= Exercise =
State the number of lines in these records that include the word "configs", and add nothing to it.

= Record extracts =
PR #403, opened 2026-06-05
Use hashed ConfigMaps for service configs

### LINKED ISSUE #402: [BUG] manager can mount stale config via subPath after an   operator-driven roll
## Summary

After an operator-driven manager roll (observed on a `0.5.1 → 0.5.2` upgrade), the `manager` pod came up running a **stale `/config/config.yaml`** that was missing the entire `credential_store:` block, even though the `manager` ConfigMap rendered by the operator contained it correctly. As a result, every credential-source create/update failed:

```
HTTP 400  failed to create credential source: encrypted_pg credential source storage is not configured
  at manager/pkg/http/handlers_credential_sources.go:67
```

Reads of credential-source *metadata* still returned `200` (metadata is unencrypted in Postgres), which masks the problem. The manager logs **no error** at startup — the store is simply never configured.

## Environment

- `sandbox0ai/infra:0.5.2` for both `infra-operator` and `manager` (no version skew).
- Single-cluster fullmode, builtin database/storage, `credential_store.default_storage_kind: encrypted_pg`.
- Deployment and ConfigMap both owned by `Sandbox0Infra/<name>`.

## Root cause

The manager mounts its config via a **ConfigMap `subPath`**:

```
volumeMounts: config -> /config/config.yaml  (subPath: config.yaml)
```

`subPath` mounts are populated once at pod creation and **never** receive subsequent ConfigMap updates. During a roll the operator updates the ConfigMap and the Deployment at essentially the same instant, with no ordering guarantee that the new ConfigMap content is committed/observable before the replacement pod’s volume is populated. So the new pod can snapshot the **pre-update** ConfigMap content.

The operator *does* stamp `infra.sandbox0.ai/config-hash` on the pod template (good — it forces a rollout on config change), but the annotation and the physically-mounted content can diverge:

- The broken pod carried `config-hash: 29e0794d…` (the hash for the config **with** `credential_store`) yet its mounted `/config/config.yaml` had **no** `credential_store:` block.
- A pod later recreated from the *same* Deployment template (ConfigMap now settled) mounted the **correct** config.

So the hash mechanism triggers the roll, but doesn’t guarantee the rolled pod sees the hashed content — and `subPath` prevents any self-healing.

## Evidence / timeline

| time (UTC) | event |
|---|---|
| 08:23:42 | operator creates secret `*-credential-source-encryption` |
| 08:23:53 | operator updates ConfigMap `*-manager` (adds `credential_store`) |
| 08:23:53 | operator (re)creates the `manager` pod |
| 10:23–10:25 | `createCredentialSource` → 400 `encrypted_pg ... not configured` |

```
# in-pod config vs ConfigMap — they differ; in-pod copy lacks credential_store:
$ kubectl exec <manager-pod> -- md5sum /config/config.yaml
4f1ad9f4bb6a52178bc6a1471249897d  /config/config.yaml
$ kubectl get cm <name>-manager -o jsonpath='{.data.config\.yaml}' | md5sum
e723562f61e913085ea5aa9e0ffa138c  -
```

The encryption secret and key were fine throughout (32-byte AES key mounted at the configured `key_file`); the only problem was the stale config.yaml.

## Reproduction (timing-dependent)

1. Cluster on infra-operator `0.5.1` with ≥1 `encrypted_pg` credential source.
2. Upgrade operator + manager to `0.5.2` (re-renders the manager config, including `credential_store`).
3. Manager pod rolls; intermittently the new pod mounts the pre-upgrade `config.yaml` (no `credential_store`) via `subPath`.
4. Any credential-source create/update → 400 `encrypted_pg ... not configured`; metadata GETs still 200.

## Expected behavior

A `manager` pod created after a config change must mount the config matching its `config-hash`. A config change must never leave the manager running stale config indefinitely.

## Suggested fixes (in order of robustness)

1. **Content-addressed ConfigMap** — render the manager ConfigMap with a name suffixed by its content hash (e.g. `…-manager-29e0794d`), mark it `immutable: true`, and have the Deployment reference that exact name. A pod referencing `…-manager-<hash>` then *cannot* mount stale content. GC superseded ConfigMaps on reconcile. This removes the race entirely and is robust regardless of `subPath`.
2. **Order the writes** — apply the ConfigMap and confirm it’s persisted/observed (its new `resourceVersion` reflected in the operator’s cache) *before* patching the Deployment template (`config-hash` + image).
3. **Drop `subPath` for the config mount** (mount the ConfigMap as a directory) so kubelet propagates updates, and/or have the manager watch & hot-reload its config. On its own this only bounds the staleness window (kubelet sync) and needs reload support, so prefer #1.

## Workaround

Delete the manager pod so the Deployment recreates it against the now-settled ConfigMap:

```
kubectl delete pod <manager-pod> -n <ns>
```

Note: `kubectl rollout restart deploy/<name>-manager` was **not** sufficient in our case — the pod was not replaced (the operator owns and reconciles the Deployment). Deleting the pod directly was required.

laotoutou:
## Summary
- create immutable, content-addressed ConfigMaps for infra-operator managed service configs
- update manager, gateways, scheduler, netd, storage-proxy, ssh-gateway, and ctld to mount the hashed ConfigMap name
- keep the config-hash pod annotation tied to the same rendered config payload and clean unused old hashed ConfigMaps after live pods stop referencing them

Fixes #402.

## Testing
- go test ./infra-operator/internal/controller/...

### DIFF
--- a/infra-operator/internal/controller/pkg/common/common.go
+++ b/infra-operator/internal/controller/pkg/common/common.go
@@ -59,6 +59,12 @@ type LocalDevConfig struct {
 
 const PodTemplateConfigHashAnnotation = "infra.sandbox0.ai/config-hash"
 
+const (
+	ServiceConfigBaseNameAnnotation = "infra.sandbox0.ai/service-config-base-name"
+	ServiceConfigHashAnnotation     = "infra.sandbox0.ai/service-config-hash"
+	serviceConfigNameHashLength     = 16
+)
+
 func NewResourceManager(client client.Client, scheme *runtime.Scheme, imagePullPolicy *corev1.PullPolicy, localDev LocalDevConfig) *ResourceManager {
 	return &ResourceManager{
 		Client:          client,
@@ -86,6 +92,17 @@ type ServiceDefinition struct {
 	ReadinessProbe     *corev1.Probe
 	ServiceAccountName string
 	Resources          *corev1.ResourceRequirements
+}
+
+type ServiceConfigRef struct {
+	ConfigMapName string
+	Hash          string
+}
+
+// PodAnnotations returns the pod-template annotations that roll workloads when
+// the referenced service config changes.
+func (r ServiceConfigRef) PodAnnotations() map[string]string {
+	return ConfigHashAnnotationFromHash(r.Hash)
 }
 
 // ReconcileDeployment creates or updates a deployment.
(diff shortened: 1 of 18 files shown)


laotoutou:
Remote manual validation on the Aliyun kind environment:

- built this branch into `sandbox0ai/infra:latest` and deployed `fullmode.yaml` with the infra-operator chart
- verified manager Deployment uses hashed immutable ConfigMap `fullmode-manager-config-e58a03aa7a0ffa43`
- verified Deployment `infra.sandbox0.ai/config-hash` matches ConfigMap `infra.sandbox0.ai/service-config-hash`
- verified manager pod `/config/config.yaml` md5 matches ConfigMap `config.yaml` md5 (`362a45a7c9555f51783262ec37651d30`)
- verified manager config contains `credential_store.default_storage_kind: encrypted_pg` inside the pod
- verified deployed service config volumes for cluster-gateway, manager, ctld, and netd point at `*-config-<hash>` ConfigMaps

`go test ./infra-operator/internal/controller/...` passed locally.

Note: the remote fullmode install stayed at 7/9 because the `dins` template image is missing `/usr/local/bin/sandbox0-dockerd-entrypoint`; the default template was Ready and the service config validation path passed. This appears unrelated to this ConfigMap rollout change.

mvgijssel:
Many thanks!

= Completed exercise =
2